When her son looked into her eyes one last time, before taking his final breath, and said, “Woman, behold your son (referring to John).” And to John, “Behold your mother (John 19:25–27).” Was she able to comprehend, in her shock and grief, what He was saying? Did she resent the offering of another, as a pitiful replacement to her beloved son, or did she receive him as provision, a gift, in the midst of her pain and loss?
And when the tomb was found empty, did she grieve, as a mother would, that her son was gone from this life and the grave, leaving a void as empty as the grave itself?
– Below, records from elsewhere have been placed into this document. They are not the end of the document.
PR #37, opened 2016-09-27
Coerce timestamps to the supported precision

tjwp:
With this change, instances match exactly after a round-trip through serialization and deserialization.

Previously a timestamp stored in a model could have greater precision than a value returned after deserialization.

This removes any need to truncate timestamps before assigning to an Avromatic model.

Prime: @jturkel

### DIFF
--- a/CHANGELOG.md
+++ b/CHANGELOG.md
@@ -7,8 +7,7 @@
 - Add support for recursive models.
 - Allow required array and map fields to be empty. Only nil values for required
   array and map fields are now considered invalid.
-- Validate nested models. This does not apply to nested models embedded
-  within other complex types (array, map, and union).
+- Truncate values for timestamps to the precision supported by the logical type.
 
 ## v0.8.0
 - Add support for logical types. Currently this requires using the
--- a/lib/avromatic/model/attribute/abstract_timestamp.rb
+++ b/lib/avromatic/model/attribute/abstract_timestamp.rb
@@ -1,0 +1,26 @@
+module Avromatic
+  module Model
+    module Attribute
+
+      # This subclass of Virtus::Attribute is used to truncate timestamp values
+      # to the supported precision.
+      class AbstractTimestamp < Virtus::Attribute
+        def coerce(value)
+          return value if value.nil? || value_coerced?(value)
+
+          value.is_a?(Time) ? coerce_time(value) : value
+        end
+
+        def value_coerced?(_value)
+          raise 'subclass must implement `value_coerced?`'
+        end
+
+        private
+
+        def coerce_time(_value)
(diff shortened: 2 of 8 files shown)


CHANGELOG.md
```diff
@@ -7,8 +7,7 @@
 - Add support for recursive models.
 - Allow required array and map fields to be empty. Only nil values for required
   array and map fields are now considered invalid.
-- Validate nested models. This does not apply to nested models embedded
```
jturkel: Merge error?

lib/avromatic/model/attribute/abstract_timestamp.rb
```diff
@@ -0,0 +1,26 @@
...
+      # to the supported precision.
+      class AbstractTimestamp < Virtus::Attribute
+        def coerce(value)
+          return value if value.nil? || value_coerced?(value)
+
+          value.is_a?(Time) ? coerce_time(value) : value
+        end
+
+        def value_coerced?(_value)
+          raise 'subclass must implement `value_coerced?`'
```
jturkel: We would get some more useful context if the message was `"#{__method__} must be overridden by #{self.class.name}"`

lib/avromatic/model/attribute/timestamp_micros.rb
```diff
@@ -0,0 +1,23 @@
...
+      class TimestampMicros < AbstractTimestamp
+
+        def value_coerced?(value)
+          value.is_a?(Time) && value.nsec % 1000 == 0
+        end
+
+        private
+
+        def coerce_time(value)
+          Time.at(value.to_i, value.usec)
```
jturkel: How does this work with timezones?

lib/avromatic/model/attribute/timestamp_millis.rb
```diff
@@ -0,0 +1,23 @@
...
+      class TimestampMillis < AbstractTimestamp
+
+        def value_coerced?(value)
+          value.is_a?(Time) && value.usec % 1000 == 0
+        end
+
+        private
+
+        def coerce_time(value)
+          Time.at(value.to_i, value.usec / 1000 * 1000)
```
jturkel: Same question about timezones.

CHANGELOG.md
tjwp: I think this was prior to me merging with master.

lib/avromatic/model/attribute/timestamp_micros.rb
tjwp: The `Time` value created here is local time. The representation as a number of seconds is always Epoch (UTC).

jturkel:
Looks good. :shipit:

PR #39, opened 2016-10-03
Add hooks to preload models and handle Rails reload

tjwp:
Let me know if you want me to cut a pre-release with this. I'll update the README as a follow-up task. 

Prime: @jturkel


tjwp:
Preview of alerts-service change: https://github.com/salsify/alerts-service/compare/feature/avromatic-reload?expand=1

Or did she lift her eyes automatically, with a renewed sense of light and hope, as she remembered the treasured promises she had stored in her heart long ago (Luke 2:19)? Somehow, I imagine, it was a mixture of both. Her human heart aching with the loss only a mother can know, but her spiritual faith knowing, just like the emptied wine glasses of years gone by (John 2:1–11), empty is never really empty with Jesus.
What I am learning from Mary’s journey as I move toward Easter:
- How my story or my children’s stories begin, continue, or end does not dictate my standing with God or His approval of me.
- I am just as “blessed” in human abundance and joy, as I am in heart-breaking defeat and life-shattering loss.
- My children’s purposes are not my own.
- I can receive provision from God, in the midst of suffering and loss, IF I remain present in pain and am willing to accept something different and new.
- My womb is empty, but so is the tomb. With Jesus as the Son of God, empty is NEVER final.